Action item
Transcribe exactly the lines from the one holding "bryphe: If the" to the end of the data below, including both of those lines and no others.

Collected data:
'''

PR #2155, opened 2020-07-21
feat(editor): folder drag and drop

zbaylin:
As of right now, we only support dropping _files_ onto the editor. This adds the behavior that if you drop a folder/directory onto the editor, it will change the directory in the same way that `:cd x/y/z` changes the directory.

### DIFF
--- a/src/Model/Actions.re
+++ b/src/Model/Actions.re
@@ -183,7 +183,7 @@ type t =
   | Pane(Feature_Pane.msg)
   | PaneTabClicked(Feature_Pane.pane)
   | PaneCloseButtonClicked
-  | VimDirectoryChanged(string)
+  | DirectoryChanged(string)
   | VimExecuteCommand(string)
   | VimMessageReceived({
       priority: [@opaque] Vim.Types.msgPriority,
--- a/src/Store/Features.re
+++ b/src/Store/Features.re
@@ -561,10 +561,10 @@ let update =
   | FilesDropped({paths}) =>
     let eff =
       Service_OS.Effect.statMultiple(paths, (path, stats) =>
-        if (stats.st_kind == S_REG) {
-          OpenFileByPath(path, None, None);
-        } else {
-          Noop;
+        switch (stats.st_kind) {
+        | S_REG => OpenFileByPath(path, None, None)
+        | S_DIR => DirectoryChanged(path)
+        | _ => Noop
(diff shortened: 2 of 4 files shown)


src/Model/Actions.re
```diff
@@ -183,7 +183,7 @@ type t =
   | Pane(Feature_Pane.msg)
   | PaneTabClicked(Feature_Pane.pane)
   | PaneCloseButtonClicked
-  | VimDirectoryChanged(string)
+  | DirectoryChanged(string)
```
zbaylin, line 186: I debated whether or not I should add a duplicate variant to distinguish the vim  `:cd` from other possible directory changes, but looking where this is used, it doesn't seem super specific to vim. Let me know if you think I should change it.

bryphe: Seems reasonable - it is more general than Vim!

src/Store/Features.re
```diff
@@ -561,10 +561,10 @@ let update =
   | FilesDropped({paths}) =>
     let eff =
       Service_OS.Effect.statMultiple(paths, (path, stats) =>
-        if (stats.st_kind == S_REG) {
-          OpenFileByPath(path, None, None);
-        } else {
-          Noop;
+        switch (stats.st_kind) {
+        | S_REG => OpenFileByPath(path, None, None)
+        | S_DIR => DirectoryChanged(path)
```
bryphe, line 566: One thing I'd expect in this case is that we'd `chdir` to change the working directory of the process, too. Dispatching the `DirectoryChanged` event tells our internal state the directory is changed, but doesn't actually change the working directory of the process.

We'd probably want to use `Luv.Path.chdir` to change the work directory, and then - https://github.com/aantron/luv/blob/bb11498de65a2acb56a7269801c1d2ba41672179/src/path.mli#L18 - if that is successful, dispatch the `DirectoryChanged` event.

bryphe: If the working directory isn't in sync - our file explorer and stuff will show the 'correct' directory, but when running vim commands like `:e some/file` it would be relative to the previous directory.

zbaylin: That's a great point, I hadnt thought of that. Thanks! Will fix now.

zbaylin: Just fixed in fe2985c!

'''

Exercise output
bryphe: If the working directory isn't in sync - our file explorer and stuff will show the 'correct' directory, but when running vim commands like `:e some/file` it would be relative to the previous directory.

zbaylin: That's a great point, I hadnt thought of that. Thanks! Will fix now.

zbaylin: Just fixed in fe2985c!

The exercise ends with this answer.